(Goal of the exercise) A single number is required: how many lines in the data below contain "that".

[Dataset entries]
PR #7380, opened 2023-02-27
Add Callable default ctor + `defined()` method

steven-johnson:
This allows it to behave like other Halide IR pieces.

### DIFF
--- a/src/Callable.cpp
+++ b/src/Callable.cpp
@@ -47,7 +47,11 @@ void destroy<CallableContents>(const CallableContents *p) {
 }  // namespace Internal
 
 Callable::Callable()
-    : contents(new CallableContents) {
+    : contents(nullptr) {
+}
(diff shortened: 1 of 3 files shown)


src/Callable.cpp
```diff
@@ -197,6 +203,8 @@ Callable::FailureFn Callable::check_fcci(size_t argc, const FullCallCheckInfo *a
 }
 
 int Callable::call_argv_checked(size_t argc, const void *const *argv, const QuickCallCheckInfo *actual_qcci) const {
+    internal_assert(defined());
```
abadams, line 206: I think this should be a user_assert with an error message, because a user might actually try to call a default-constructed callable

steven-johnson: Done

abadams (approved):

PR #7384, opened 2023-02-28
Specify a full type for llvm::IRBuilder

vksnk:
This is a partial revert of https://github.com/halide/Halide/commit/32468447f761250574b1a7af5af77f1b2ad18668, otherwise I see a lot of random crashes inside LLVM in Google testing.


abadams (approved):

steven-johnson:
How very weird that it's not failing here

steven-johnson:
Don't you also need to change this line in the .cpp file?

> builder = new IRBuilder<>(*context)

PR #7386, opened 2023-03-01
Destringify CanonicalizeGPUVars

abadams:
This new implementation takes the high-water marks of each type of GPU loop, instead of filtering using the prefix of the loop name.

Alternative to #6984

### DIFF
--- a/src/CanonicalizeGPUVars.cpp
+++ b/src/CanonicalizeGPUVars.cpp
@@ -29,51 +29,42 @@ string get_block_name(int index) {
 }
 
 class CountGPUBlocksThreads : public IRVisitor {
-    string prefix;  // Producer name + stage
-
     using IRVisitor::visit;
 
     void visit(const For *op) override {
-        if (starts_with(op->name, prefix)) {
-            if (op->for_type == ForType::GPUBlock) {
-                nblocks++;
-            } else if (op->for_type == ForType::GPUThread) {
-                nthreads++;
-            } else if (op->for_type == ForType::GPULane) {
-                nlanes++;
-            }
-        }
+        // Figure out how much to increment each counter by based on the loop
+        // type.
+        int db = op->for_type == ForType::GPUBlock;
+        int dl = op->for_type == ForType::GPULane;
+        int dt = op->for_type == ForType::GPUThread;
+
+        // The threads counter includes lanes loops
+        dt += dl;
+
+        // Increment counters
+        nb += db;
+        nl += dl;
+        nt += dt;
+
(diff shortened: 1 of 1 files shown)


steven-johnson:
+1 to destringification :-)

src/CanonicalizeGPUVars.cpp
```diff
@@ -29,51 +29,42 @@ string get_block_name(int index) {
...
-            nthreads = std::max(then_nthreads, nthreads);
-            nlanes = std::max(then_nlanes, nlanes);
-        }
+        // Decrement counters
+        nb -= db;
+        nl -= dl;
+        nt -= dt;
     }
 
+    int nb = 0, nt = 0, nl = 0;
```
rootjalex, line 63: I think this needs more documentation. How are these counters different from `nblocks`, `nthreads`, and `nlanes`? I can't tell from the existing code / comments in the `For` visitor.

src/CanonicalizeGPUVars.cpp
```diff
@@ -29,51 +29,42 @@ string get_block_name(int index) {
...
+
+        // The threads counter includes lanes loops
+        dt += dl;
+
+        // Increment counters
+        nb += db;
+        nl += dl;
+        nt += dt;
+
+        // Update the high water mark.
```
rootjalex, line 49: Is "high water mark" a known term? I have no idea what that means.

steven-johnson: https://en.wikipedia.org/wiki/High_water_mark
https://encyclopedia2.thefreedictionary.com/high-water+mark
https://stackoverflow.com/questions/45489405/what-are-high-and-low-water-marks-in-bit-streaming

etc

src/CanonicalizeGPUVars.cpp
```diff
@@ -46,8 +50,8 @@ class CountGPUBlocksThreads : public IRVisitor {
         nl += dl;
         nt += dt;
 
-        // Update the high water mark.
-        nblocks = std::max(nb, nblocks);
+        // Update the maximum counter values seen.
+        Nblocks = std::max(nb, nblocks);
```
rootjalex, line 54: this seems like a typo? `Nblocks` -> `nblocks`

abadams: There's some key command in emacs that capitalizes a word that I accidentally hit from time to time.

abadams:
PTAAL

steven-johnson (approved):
==
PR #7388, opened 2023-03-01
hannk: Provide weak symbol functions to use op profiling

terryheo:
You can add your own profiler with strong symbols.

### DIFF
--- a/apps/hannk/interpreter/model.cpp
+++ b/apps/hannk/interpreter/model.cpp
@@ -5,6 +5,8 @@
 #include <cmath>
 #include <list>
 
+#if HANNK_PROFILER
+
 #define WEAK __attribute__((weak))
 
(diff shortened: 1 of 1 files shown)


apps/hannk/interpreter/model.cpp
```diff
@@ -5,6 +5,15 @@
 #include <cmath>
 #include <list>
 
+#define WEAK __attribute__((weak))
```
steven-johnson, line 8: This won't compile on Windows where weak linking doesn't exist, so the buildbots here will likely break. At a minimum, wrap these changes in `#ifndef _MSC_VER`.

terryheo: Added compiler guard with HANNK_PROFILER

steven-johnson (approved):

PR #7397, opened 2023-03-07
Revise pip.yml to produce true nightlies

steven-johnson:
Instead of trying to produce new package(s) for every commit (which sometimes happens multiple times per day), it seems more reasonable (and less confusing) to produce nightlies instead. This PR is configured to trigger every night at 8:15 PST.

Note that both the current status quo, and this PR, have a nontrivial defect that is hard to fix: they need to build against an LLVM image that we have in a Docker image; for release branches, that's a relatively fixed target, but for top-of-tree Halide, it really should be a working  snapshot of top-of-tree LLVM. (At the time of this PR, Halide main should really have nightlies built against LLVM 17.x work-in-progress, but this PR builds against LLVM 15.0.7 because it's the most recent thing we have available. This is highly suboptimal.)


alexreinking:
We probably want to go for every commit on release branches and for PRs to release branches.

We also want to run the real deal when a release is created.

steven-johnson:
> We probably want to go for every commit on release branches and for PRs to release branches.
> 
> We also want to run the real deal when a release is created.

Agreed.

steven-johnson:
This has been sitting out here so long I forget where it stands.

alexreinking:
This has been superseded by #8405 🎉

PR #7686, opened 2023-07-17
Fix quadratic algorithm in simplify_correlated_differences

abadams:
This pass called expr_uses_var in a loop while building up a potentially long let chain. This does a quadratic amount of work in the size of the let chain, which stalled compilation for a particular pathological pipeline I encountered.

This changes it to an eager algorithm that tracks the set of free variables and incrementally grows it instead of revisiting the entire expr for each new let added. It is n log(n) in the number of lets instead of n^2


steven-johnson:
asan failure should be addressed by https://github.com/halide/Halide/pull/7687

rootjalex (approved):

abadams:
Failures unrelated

(Solution to the exercise) 5